Abnormal Cerebrovascular Activity, Perfusion, and Glymphatic Clearance in Lewy Body Diseases

Abstract

Cerebrovascular activity is not only crucial to optimal cerebral perfusion, but also plays an important role in the glymphatic clearance of interstitial waste, including α-synuclein. This highlights a need to evaluate how cerebrovascular activity is altered in Lewy body diseases. This review begins by discussing how vascular risk factors and cardiovascular autonomic dysfunction may serve as upstream or direct influences on cerebrovascular activity. We then discuss how patients with Lewy body disease exhibit reduced and delayed cerebrovascular activity, hypoperfusion, and reductions in measures used to capture cerebrospinal fluid flow, suggestive of a reduced capacity for glymphatic clearance. Given the lack of an existing framework, we propose a model by which these processes may foster α-synuclein aggregation and neuroinflammation. Importantly, this review highlights several avenues for future research that may lead to treatments early in the disease course, prior to neurodegeneration. © 2024 The Author(s). Movement Disorders published by Wiley Periodicals LLC on behalf of International Parkinson and Movement Disorder Society.
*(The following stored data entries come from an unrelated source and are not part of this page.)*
PR #2468, opened 2021-04-29
Anti entropy

Yoga07:


src/messages/src_authority.rs
```diff
@@ -41,7 +41,7 @@ pub enum SrcAuthority {
     },
     /// Authority of a whole section.
     Section {
-        /// Name in the source section.
+        /// Name of the source section.
```
maqi, line 44: I think `in` is more accurate. `name of a section` will be just prefix tailed with all zero.

src/routing/comm.rs
```diff
@@ -179,11 +173,29 @@ impl Comm {
         // Run all the sends concurrently (using `FuturesUnordered`). If any of them fails, pick
         // the next recipient and try to send to them. Proceed until the needed number of sends
         // succeeds or if there are no more recipients to pick.
-        let send = |recipient, msg| async move { (self.send_to(recipient, msg).await, recipient) };
-
+        let send = |recipient: (SocketAddr, XorName), mut msg: MessageType| async move {
+            msg.update_dest_info(None, Some(recipient.1));
```
maqi, line 177: I do think make that `DestInfo` an optional field , and only fill it at the constructing place when necessary will be better than here that have to `update` it separately later on.

src/routing/comm.rs
```diff
@@ -302,9 +316,11 @@ mod tests {
     use assert_matches::assert_matches;
     use futures::future;
     use qp2p::Config;
+    use sn_messaging::{DestInfo, WireMsg};
     use std::{net::Ipv4Addr, slice, time::Duration};
     use tokio::{net::UdpSocket, sync::mpsc, time};
 
+    #[allow(unused)]
```
maqi, line 323: remove if no longer used?

src/routing/comm.rs
```diff
@@ -442,24 +495,29 @@ mod tests {
...
+                assert_eq!(WireMsg::deserialize(msg)?, msg0);
                 msg0_received = true;
                 recv_endpoint.disconnect_from(&src)?;
             }
             assert!(msg0_received);
         }
 
         // Send the second message.
-        let msg1 = Bytes::from_static(b"one");
+        // Send the first message.
```
maqi, line 506: comment got mixed up with above line?

src/routing/comm.rs
```diff
@@ -530,10 +600,12 @@ mod tests {
                 rx,
                 _incoming_connections: incoming_connections,
                 _disconnections: disconnections,
+                _name: XorName::random(),
             })
         }
     }
 
+    #[allow(unused)]
```
maqi, line 608: remove if no longer used.

src/routing/mod.rs
```diff
@@ -400,14 +400,47 @@ impl Routing {
...
-            delivery_group_size: 1,
-            message: MessageType::ClientMessage(message),
+        let end_user = self
+            .dispatcher
+            .core
+            .lock()
+            .await
+            .get_enduser_by_addr(&recipient)
+            .copied();
+        let end_user_pk = match end_user {
```
maqi, line 412: This function is being called by `send_message` , which shall already have the `public_key` from the `itinerary.dst` at the calling place.
why not just pass that in, instead carry out another round of fetch?

src/agreement/dkg.rs
```diff
@@ -635,9 +638,13 @@ impl DkgCommand {
                 let message = Message::single_src(node, DstLocation::Direct, variant, None, None)?;
 
                 Ok(Command::send_message_to_nodes(
-                    &recipients,
+                    recipients.clone(),
                     recipients.len(),
                     message.to_bytes(),
+                    DestInfo {
```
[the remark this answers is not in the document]
Yoga07: >using a random dest

The random dest is just a placeholder as when we send our message to multiple nodes, it gets updated to each node (here)[https://github.com/maidsafe/sn_routing/blob/41b090874a7e93c5e9ac8577d9ec7553dbaa8253/src/routing/comm.rs#L177].

>a passed in dest_section_pk seems bit strange

I believe the passed in key is the PK for that session DKG, hence that would be the dest_section_key for all. Do correct me if I am wrong here :)

src/delivery_group.rs
```diff
@@ -39,16 +39,16 @@ pub(crate) fn delivery_targets(
     our_name: &XorName,
     section: &Section,
     network: &Network,
-) -> Result<(Vec<Peer>, usize)> {
+) -> Result<(Vec<Peer>, usize, bls::PublicKey)> {
```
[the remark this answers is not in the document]
Yoga07: The `delivery_targets` funtion now returns the relaying section's dst_section_pk also, as to add that in the DestInfo. Will update the comment 👍

src/delivery_group.rs
```diff
@@ -39,16 +39,16 @@ pub(crate) fn delivery_targets(
...
     if !section.is_elder(our_name) {
         // We are not Elder - return all the elders of our section, so the message can be properly
         // relayed through them.
         let targets: Vec<_> = section.elders_info().peers().copied().collect();
         let dg_size = targets.len();
-        return Ok((targets, dg_size));
+        return Ok((targets, dg_size, *section.chain().last_key()));
```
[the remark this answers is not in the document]
Yoga07: >why not just use it at the calling place, then no need to manipulate this function API?

The issue here is that we need to find the correct destination section's PK for all kinds of scenarios i.e. 
1) If we are not Elders we route the msg to our elders(requires our section PK).
2) If we are Elders then:
    a) check if the msg is for other section and fetch their dst section PK. 
    b) check if the msg is for a node and forward it to that node's section, which also requires their section PK.
    c) check if the msg is for a client, which again should contain our section PK.
    
    
So this API covers a lot of scenarios for relaying the messages, so it's better to return the dst_section_pk along with the other details as well. Morever we only use this API during relaying messages only, so it isn't affecting much of the code :)

src/routing/comm.rs
Yoga07: Agreed 👍 But I would like to do this in a separate PR as the changes would span all across the repos.

src/routing/mod.rs
Yoga07: We could do even better here, since we are the client's own section(proved by us having the client's socket_addr in calling function), we can just simply add our section PK instead of matching and finding. Will update 👍

src/routing/bootstrap.rs
```diff
@@ -218,16 +224,38 @@ impl<'a> State<'a> {
...
+                PublicKey::from(details.relocate_details()?.destination_key),
+                *details.destination()?,
+            ),
+            None => (PublicKey::from(self.node.keypair.public), self.node.name()),
         };
 
-        let message = SectionInfoMsg::GetSectionQuery(destination);
+        let message = SectionInfoMsg::GetSectionQuery(PublicKey::from(self.node.keypair.public));
+
+        // Group up with our XorName as we do not know their name yet.
```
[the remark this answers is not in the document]
Yoga07: Yep, it is our name, but with AE we are starting to send our `sn_data_types::PublicKey`, which the network then converts to Xor gives us the appropriate section.

src/routing/bootstrap.rs
```diff
@@ -218,16 +224,38 @@ impl<'a> State<'a> {
...
+        let recipients = recipients
+            .iter()
+            .map(|addr| (*addr, dest_xorname))
+            .collect();
 
+        let dest_info = DestInfo {
+            dest: dest_xorname,
+            dest_section_pk: PublicKey::bls(&dest_pk).unwrap_or_else(|| {
+                // Create a random PK as we'll be getting the right one with the response
+                bls::SecretKey::random().public_key()
```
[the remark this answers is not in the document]
Yoga07: True, though I'd like to do this optimization along with the one mentioned (here)[https://github.com/maidsafe/sn_routing/pull/2468#discussion_r623195833] as they cover the same scope, and would be easier to get them done in one separate PR.

src/routing/bootstrap.rs
```diff
@@ -417,15 +472,17 @@ impl<'a> State<'a> {
...
-                }
-                MessageType::Ping | MessageType::ClientMessage(_) | MessageType::SectionInfo(_) => {
-                    continue
-                }
+            let (message, dest_info) = match message {
+                MessageType::Routing {
+                    msg: RoutingMsg(msg_bytes),
+                    dest_info,
+                } => (Message::from_bytes(Bytes::from(msg_bytes))?, dest_info),
+                MessageType::Node { .. }
```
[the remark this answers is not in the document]
Yoga07: Yup, although we send sn_node messages through `SendUserMessage` in routing now, this flow is yet to come into action.

src/routing/core.rs
```diff
@@ -432,30 +461,43 @@ impl Core {
...
 
-        // Try to send a "ping" message to probe the peer connection. If it succeeds, the
-        // connection loss was just temporary. Otherwise the peer is assumed lost and we will
-        // propose it offline.
-        Some(Command::SendMessage {
-            recipients: vec![addr],
-            delivery_group_size: 1,
-            message: MessageType::Ping,
-        })
+        self.propose_offline(name)
```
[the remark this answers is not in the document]
Yoga07: An error during the rebase there, added the ping message back in now.

src/routing/lazy_messaging.rs
```diff
@@ -275,13 +280,12 @@ mod tests {
...
-            *env.section.chain().last_key(),
-        )?;
-
-        let actions = process(&env.node, &env.section, &env.network, &msg)?;
+        let msg = env.create_message(&env.their_prefix, proof_chain)?;
+        let dest_info = DestInfo {
+            dest: XorName::random(),
+            dest_section_pk: *env.section.chain().last_key(),
+        };
+        let actions = process(&env.node, &env.section, &env.network, &msg, dest_info)?;
```
maqi, line 288: better have the tests to check the `dest` field has been updated after process?

src/routing/mod.rs
```diff
@@ -472,28 +497,41 @@ async fn handle_message(dispatcher: Arc<Dispatcher>, bytes: Bytes, sender: Socke
...
+            Err(error) => {
+                error!("Failed to deserialize node message: {}", error);
+            }
+        },
+        MessageType::Node {
+            msg: _,
+            dest_info: _,
+            src_section_pk: _,
+        } => {
+            unimplemented!()
```
maqi, line 532: better remove it if not implemented yet?

tests/messages.rs
```diff
@@ -100,14 +106,15 @@ async fn test_messages_client_node() -> Result<()> {
...
-        let expected_bytes = query.serialize()?;
+        let expected_bytes = query.serialize(XorName::from(pk), section_key)?;
         assert_eq!(resp, expected_bytes);
     }
 
     Ok(())
 }
 
 #[tokio::test]
+#[ignore]
```
maqi, line 117: why the test ignored?

src/routing/core.rs
```diff
@@ -2041,25 +2169,32 @@ impl Core {
...
         };
 
         let mut commands = vec![];
 
-        let adults: Vec<_> = self.section.live_adults().copied().collect();
+        let adults: Vec<_> = self
+            .section
+            .adults()
+            .map(|peer| (*peer.addr(), *peer.name()))
+            .collect();
```
maqi, line 2191: shall use `live_adults()`

Yoga07:
Superseded by #2491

Keywords: Parkinson's disease; cerebrovascular activity; dementia with Lewy bodies; glymphatic system; neurovascular complex.

Figure 1.

Overview of the neurovascular unit. The neurovascular unit is composed of vascular cells (endothelial and smooth muscle cells), glial cells (astrocytes and microglia), and neurons. It is responsible for providing optimal cerebral blood flow, efficient clearance mechanisms via the glymphatic system, and passage of highly selective substances via the blood brain barrier. The structure of the neurovascular unit varies across the neurovascular tree. The capillaries are largely responsible for perfusion, though the upstream arteries and arterioles provide sufficient blood flow in coordination with intrinsic and systemic factors including the autonomic nervous system. The appreciation of the broader influences on the neurovascular unit has led to the use of the term the neurovascular complex. The glymphatic system (lower right) is a fluid flow clearance system that relies on the flow of the cerebrospinal fluid (CSF) from the periarterial spaces into the interstitial space (at which point it is referred to as interstitial fluid; ISF) to the lower pressured perivenous spaces, though other models propose alternate mechanisms. While there is ongoing debate about the nature of the flow (e.g. bulk flow versus diffusion), evidence suggests the flow of ISF across the interstitial space carries solutes towards the perivenous space for clearance by the meningeal and cervical lymphatic vessels. Increasing evidence suggests that the bulk flow is facilitating by cerebrovascular activity (e.g. vasodilation and changes in cerebral blood flow) in addition to the aquaporin-4 (AQP4) water channel’s role.

Figure 2.

Potential interactions between cerebrovascular mechanisms and established Lewy body disease processes. Vascular risk and cardiovascular autonomic dysfunction both influence and challenge cerebrovascular functioning. While the cerebrovascular system is able to compensate for these factors, to a degree, more severe cardiovascular risk and autonomic dysfunction, such as orthostatic hypotension, may lead to episodic hypoperfusion and hypoxia that may initiate a cascade of effects. This may include acidification and an increase in reactive oxygen species (ROS), that lead to or enhance α-synuclein aggregation within neurons (lower pathway). Additionally, as cerebrovascular activity drives CSF flow into the interstitial space, facilitating clearance of α-synuclein, reduced and delayed cerebrovascular activity may contribute to excess α-synuclein, enhancing opportunity for α-synuclein aggregation (upper pathway). These processes may, in turn, exacerbate neuroinflammation and damage the endothelium. The lower left panel illustrates Braak’s original staging demonstrating the substantia nigra pars compacta (SNc) is impacted earlier and more severely. We suggest the SNc is particularly susceptible to these mechanisms due to its high energetic demand and unique interactions between α-synuclein and dopamine synthesis. As cerebrovascular activity is more severely altered, broader regions of the brain are impacted.